Goal of the exercise
Each line of the listing is to be copied exactly.

Records supplied
PR #222, opened 2020-12-16
DM-28040: Fix bugs in Stamps persistence

SimonKrughoff:


tests/test_stamps.py
```diff
@@ -81,6 +85,11 @@ def testIO(self):
         """
         self.roundtrip(make_stamps())
 
+    def testIOone(self):
+        """Test the class' write and readFits methods.
```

Answer to this exercise
PR #222, opened 2020-12-16
DM-28040: Fix bugs in Stamps persistence

SimonKrughoff:


tests/test_stamps.py
```diff
@@ -81,6 +85,11 @@ def testIO(self):
         """
         self.roundtrip(make_stamps())
 
+    def testIOone(self):
+        """Test the class' write and readFits methods.
```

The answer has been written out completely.